In the litigation that followed, the administration’s approach was “We don’t got to show you no stinking reasons.” These questions were, in the words of the Administrative Procedure Act (APA), “committed to agency discretion by law,” and thus no business of judges.
That none-of-your-business argument is sometimes correct, but it has become the solicitor general’s go-to trope under Trump in a wide variety of areas, and may be wearing a bit thin. In this case, the government argued that DACA itself was a simple “nonenforcement” decision, and thus not reviewable in court. But the majority wasn’t having it. DACA set complicated procedures and offered benefits (relief from deportation), Roberts wrote; that was reviewable.
The Sessions memo and the rescission memos, Roberts then wrote, did not come close to fulfilling the APA’s procedures: “DHS was ‘required to assess whether there were reliance interests, determine whether they were significant, and weigh any such interests against competing policy concerns,’” Roberts wrote. The agency did not even pretend to do that.
Here, the opinion touched on what we all know the case really was about—the lives of DACA recipients and of the extended families, communities, and institutions they live and work in. These people have emerged from the shadows and registered with DHS, thus putting themselves at risk if the program is ended. Everyone (even Trump in a rare moment of calm) acknowledges the hardship an end to DACA will inflict upon people simply for having been brought here as children.
Roberts’s opinion was careful not to say that these “reliance interests” will make any rescission unlawful; it said that the law required DHS to examine them and explain its decision to override them. “DHS may determine, in the particular context before it, that other interests and policy concerns outweigh any reliance interests,” Roberts wrote. “Making that difficult decision was the agency’s job, but the agency failed to do it.”
Without foreclosing a new rescission, this part of the opinion served notice that five justices are listening to the argument that lives are at stake, and that an end to DACA will take a toll not just on DACA recipients themselves, but that it will extend to “200,000 U. S.-citizen children, to the schools where DACA recipients study and teach, and to the employers who have invested time and money in training them.” If in fact those real people and real lives have infiltrated the judicial imagination, that would bode ill for a new rescission coming before this Court.
That does not, however, mean that rescission is dead.
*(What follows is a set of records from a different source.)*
PR #546, opened 2021-09-14
CLI V1: Remove all deprecated flags

amckinney:
Re: #483

This builds upon #526 and removes all of the previously deprecated flags from `buf`. All of the tests that used deprecated flags are now removed.

Note that a couple `bufcli` helpers are kept so that we can more easily deprecate flags in the future (i.e. `bufcli.GetString[Slice]FlagOrDeprecatedFlag`).

### DIFF
--- a/CHANGELOG.md
+++ b/CHANGELOG.md
@@ -4,6 +4,23 @@
 
 - The version key in all configuration files (`buf.yaml`, `buf.gen.yaml`, `buf.work.yaml`) is now required.
 - The `--help` flag now writes to stdout instead of stderr.
+- Removed the `--source` flag on `buf build` in favor of the first positional parameter.
+- Removed the `--source-config` flag on `buf build` in favor of the `--config` flag.
+- Removed the `--file` flag on `buf build` in favor of the `--path` flag.
+- Removed the `--input` flag on `buf lint` in favor of the first positional parameter.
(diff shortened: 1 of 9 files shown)


doriable (approved):

bufdev:
I'm wondering if for a while we should have it so that the command errors if the deprecated flags are used, and then we print a custom error message. I think that especially for the input and config flags, this could come up. This would mean practically abandoning this PR and just erroring in `Get.*OrDeprecatedFlag`, thoughts?

amckinney:
Yea that's a good point, it's also symmetrical with the `appcmd.NewDeletedCommand` approach. I'll give that approach a shot in this PR - if it's sufficiently painful I'll just close and reopen a new one.

doriable:
> I'm wondering if for a while we should have it so that the command errors if the deprecated flags are used, and then we print a custom error message. I think that especially for the input and config flags, this could come up. This would mean practically abandoning this PR and just erroring in `Get.*OrDeprecatedFlag`, thoughts?

Yeah, I can see those flags being integral to workflows, so having them error might be a marginally more graceful change while still requiring a migration if error codes are being handled, etc. But I'm also happy just using the "big hammer" approach here since we're going to 1.0

bufdev:
Commandeering temporarily

PR #551, opened 2021-09-15
Move version back to --version and mod push back to push

bufdev:
See https://github.com/bufbuild/buf/issues/483

`--version` now prints to stdout.


doriable (approved):

bufdev:
Will wait for @amckinney to discuss

PR #555, opened 2021-09-15
Add a DeactivateUser method to the UserService

robbertvanginkel:
In the enterprise version of BSR with SSO support we will allow user
deactivation in addition to deletion. Server administrators will be able to
deactivate user accounts, which will revoke all their active credentials and 
prevent new logins while keeping their data intact.


bufdev (approved):

proto/buf/alpha/registry/v1alpha1/user.proto
```diff
@@ -127,6 +129,12 @@ message DeleteUserRequest {}
 
 message DeleteUserResponse {}
 
+message DeactivateUserRequest {
+  string id = 1;
```
johanbrandhorst, line 133: Do we not want this to be something easy like a `username`? The user ID is hardly used anywhere.

bufdev: `GetUser` and other not `By*` functions are all id across all our APIs

robbertvanginkel: Discussed offline, keeping to id for now.

PR #556, opened 2021-09-15
Add Buf GitHub Action

bufdev:


.github/workflows/buf.yaml
```diff
@@ -0,0 +1,48 @@
...
+    steps:
+      - uses: actions/checkout@v2
+      - uses: bufbuild/buf-setup-action@v0.3.1
+        if: success()
+        with:
+          version: 0.56.0
+      - uses: bufbuild/buf-breaking-action@v0.4.0
+        if: success()
+        with:
+          against: buf.build/bufbuild/core
```
johanbrandhorst, line 30:
```suggestion
          against: buf.build/bufbuild/buf
```

.github/workflows/buf.yaml
```diff
@@ -0,0 +1,48 @@
...
+          buf_token: ${{ secrets.BUF_TOKEN }}
```
johanbrandhorst, line 31: We should allow this to fail, right?

johanbrandhorst (changes requested):

.github/workflows/buf.yaml
bufdev: Not anymore - we ignore unstable packages

johanbrandhorst (approved):

doriable (approved):

amckinney (approved):

Issue #562, opened 2021-09-16
Large workspaces are slow


amckinney:
We've received reports from a user experiencing _very_ slow `buf generate` invocations with a large workspace (~13 directories). We made some performance improvements in https://github.com/bufbuild/buf/pull/544, but the user is still bottlenecked at the `get_module_config` span, which can be found [here](https://github.com/bufbuild/buf/blob/7f3c50953057363be7e7e66705b6c255ba36434d/private/buf/bufwire/module_config_reader.go#L72).

For reference, the user reported the following debug output:
```
get_module_config	{"duration": "1m41.83627575s"} 
```

We'll need to investigate this further and see what else we can do to improve the performance of the `bufwire.ModuleConfigReader`.

bufdev:
I believe this issue was unrelated - we've tested this out and can't find any further issues.

PR #563, opened 2021-09-16
WIP: large workspace test

bufdev:
For https://github.com/bufbuild/buf/issues/562

This builds just fine, so I'm wondering if the issue is something else.


bufdev:
I think maybe we just close this, thoughts @amckinney @doriable? The script isn't that complicated, we can bring it back later if we want.

amckinney:
Agreed, I feel like we can use this as a one-off (if ever) and don't need to check it in.

Issue #541, opened 2021-09-11
Improve remotely generated plugin errors UX


johanbrandhorst:
This is what an error in a remote plugin invocation looks like:
```
$ buf generate
Failure: failed to generate plugins concurrently: failed to execute plugins concurrently: failed to generate files for remote "buf.build": failed to generate files for given image: Plugin exited with non-zero status 1: --ruby_out: bla.proto: proto3 message field bla in file google/protobuf/compiler/plugin.proto has a dependency on a type from proto2 file google/protobuf/compiler/plugin.proto.  Ruby doesn't support proto2 yet, so we must fail.
exit status 1
exit status 1
.
```

bufdev:
The error should just be `could not find protoc plugin for name debug`. https://github.com/bufbuild/buf/pull/500 introduced additional error wrapping, we should remove it

PR #564, opened 2021-09-16
Remove unnecessary error wrapping in 'buf generate'

amckinney:
Fixes https://github.com/bufbuild/buf/issues/541

This removes all of the unnecessary error wrapping in the `buf generate` command, and makes slight improvements to the places where wrapping makes sense.

Now, when users run `buf generate` with duplicate plugins like so:

```yaml
# This template is for go only for OSS types.
version: v1
managed:
  enabled: true
  go_package_prefix:
    default: github.com/bufbuild/buf/private/gen/proto/go
plugins:
  - name: go
    out: private/gen/proto/go
    opt: paths=source_relative
  - name: go
    out: private/gen/proto/go
    opt: paths=source_relative
```

They will see:
```sh
$ buf generate
Failure: file "buf/alpha/module/v1alpha1/module.pb.go" was generated multiple times
```

And for plugins that don't exist, they will see:

```sh
$ buf generate
Failure: could not find protoc plugin for name foo
```

### DIFF
--- a/private/bufpkg/bufplugin/bufplugin.go
+++ b/private/bufpkg/bufplugin/bufplugin.go
@@ -311,7 +311,7 @@ func MergeInsertionPoints(responses []*pluginpb.CodeGeneratorResponse) ([]Merged
 				continue
 			}
 			if _, ok := allFiles[fileName]; ok {
-				return nil, fmt.Errorf("file %q defined multiple times", fileName)
+				return nil, fmt.Errorf("file %q was generated multiple times", fileName)
 			}
 			file := &File{
 				Name:    fileName,
--- a/private/buf/bufgen/generator.go
+++ b/private/buf/bufgen/generator.go
@@ -98,14 +98,14 @@ func (g *generator) generate(
 		includeImports,
 	)
 	if err != nil {
-		return fmt.Errorf("failed to generate plugins concurrently: %w", err)
+		return err
 	}
 	if len(pluginResponses) != len(config.PluginConfigs) {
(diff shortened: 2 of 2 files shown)


doriable (approved):

private/bufpkg/bufplugin/bufplugin.go
```diff
@@ -311,7 +311,7 @@ func MergeInsertionPoints(responses []*pluginpb.CodeGeneratorResponse) ([]Merged
 				continue
 			}
 			if _, ok := allFiles[fileName]; ok {
-				return nil, fmt.Errorf("file %q defined multiple times", fileName)
+				return nil, fmt.Errorf("file %q was generated multiple times", fileName)
```
johanbrandhorst, line 314: I think it'd be even better if we could get the names of the plugins that caused the responses. What do you think about changing the parameter to this function to take a wrapper that contains the plugin name as well as the response?

johanbrandhorst (commented):
LGTM, just wondering if we could improve the MergeInsertionPoints error

private/bufpkg/bufplugin/bufplugin.go
amckinney: Yea I was thinking about this and was originally dissuaded since the `PluginConfig` types differed between this usage and the one in `bufbuild/core`. But given that we already have a `bufplugin` type for `MergedPluginResult`, it seems fine to include a symmetrical request type.

I'll check this out in a follow-up and pair it along with the open issue related to this error in particular.

Issue #560, opened 2021-09-16
Regression in v0.55.0: failed to map insertion points: file defined multiple times


bufdev:
See https://github.com/srikrsna/protoc-gen-gotag/issues/26

```
git clone https://github.com/srikrsna/protoc-gen-gotag
cd ./protoc-gen-gotag
rm buf.gen.yaml
cat <<EOF > buf.gen.yaml
version: v1beta1
plugins:
  - name: go
    out: .
    opt: paths=source_relative
  - name: gotag
    out: .
    opt: paths=source_relative,xxx=graphql+"-" bson+"-"
EOF
go install google.golang.org/protobuf/cmd/protoc-gen-go
go install .
buf generate
```

Results in:

```
Failure: failed to map insertion points: file "tagger/tagger.pb.go" defined multiple times
```

This did not happen in v0.54.0.

johanbrandhorst:
The error reported here and that reported in the issue linked is different:
```
[error] [gotag]: open tagger/tagger.pb.go: no such file or directory
```

I think there's a race condition here in the invocation of the go_tag plugin. I'm not sure how it was working before, but it'll either result in the error in this issue (the duplicate generated files), or in the error reported in the original issue (no such file or directory). The README of the plugin itself recommends running the generator _after_ the original generator, so it seems to be completely accidental and arguably unintentional that the old generation supported this pattern. I think it only worked because the old generation was serializing the execution of the plugins, even though each plugin was executed in parallel. The new generation executes plugins and directories in parallel, so dependencies like this are no longer possible.

I think the resolution in the issue is the right one, and that `buf` is handling this correctly. The user should run two `buf generate` invocations to mimic the two `protoc` invocations recommended by the README.

srikrsna:
It is not a race condition. I've updated the repo to include two buf invocations. Basically, it edits the generated Go source code to add the struct tags. One way of fixing it would be to give a flag to run plugins sequentially in buf. But this is a rare use case I wouldn't do it just for this.

amckinney:
I agree that we shouldn't add a flag to support sequential generation for this case. In general, plugins should _always_ assume that they should invoke within a single `protoc` and/or `buf` invocation. If a plugin needs to modify the content of another plugin's output, they really ought to use [insertion points](https://github.com/protocolbuffers/protobuf/blob/2501e9b856c411239e2ae32bcc75518dcf840418/src/google/protobuf/compiler/plugin.proto#L172) (that's what they are for).

[...]

PR #565, opened 2021-09-16
Include plugin name in 'buf generate' errors

amckinney:
Fixes https://github.com/bufbuild/buf/issues/560

> The issue described above is only loosely related to this change - the only action item there was to improve our error messages (hence why this PR fixes the issue).

This builds upon https://github.com/bufbuild/buf/pull/564, and introduces a new `PluginResponse` type that includes the `PluginName` responsible for the creation of a given `CodeGeneratorResponse`.

This was tested with a variety of configurations, including:

#### Two Remote Plugins
```sh
$ buf generate
Failure: file "buf/alpha/image/v1/image.pb.go" was generated multiple times: once by plugin "buf.build/library/plugins/go:v1.27.1-1" and again by plugin "buf.build/library/plugins/go"
```

#### Local + Remote Plugins
```sh
$ buf generate
Failure: file "buf/alpha/image/v1/image.pb.go" was generated multiple times: once by plugin "buf.build/library/plugins/go" and again by plugin "go"
```

#### Two Local Plugins
```sh
$ buf generate
Failure: file "buf/alpha/image/v1/image.pb.go" was generated multiple times: once by plugin "go" and again by plugin "go"
```

We _could_ include the index of each plugin in the error to disambiguate two plugins with the same name, but this error message should be sufficient in telling the user that they've configured something twice. Plus, reporting the index makes the error message a little harder to read and understand at first glance.

If we proceed with this change, we'll need to carry it over to the server-side generator. I have the change complete locally, but I'll need to discuss with the team since there are a couple of minor caveats.

### DIFF
--- a/private/buf/bufgen/generator.go
+++ b/private/buf/bufgen/generator.go
@@ -37,7 +37,6 @@ import (
 	"go.uber.org/multierr"
 	"go.uber.org/zap"
 	"golang.org/x/sync/errgroup"
-	"google.golang.org/protobuf/types/pluginpb"
 )
 
 type generator struct {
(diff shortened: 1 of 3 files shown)


johanbrandhorst (approved):
:chefs_kiss:

doriable (approved):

The administration, if it wants one, gets a do-over. “The appropriate recourse,” Roberts wrote, is “to remand to DHS so that it may consider the problem anew.”
DHS may be able to find a better lawyer than Jeff Sessions this time. If it does, Roberts, at least, seems disposed to consider the new arguments. If he is persuaded, his vote would pair with the other four—whom I have begun to call the “Trump bloc”—who thought this rescission was perfectly legal. Justice Clarence Thomas, in a dissent joined by Justices Samuel Alito and Neil Gorsuch, argued that the original DACA program was, in his judgment, illegal, and that its rescission was thus clearly legal. Thomas accused the majority of political judging: “Today’s decision must be recognized for what it is: an effort to avoid a politically controversial but legally correct decision,” he wrote.
Justice Brett Kavanaugh, in a separate dissent, suggested that the “DACA was illegal” issue is not relevant, since the agency should be able to rescind its decision any time it wants to.
If the administration goes ahead with another try at rescission, the next challenge will be heard after November.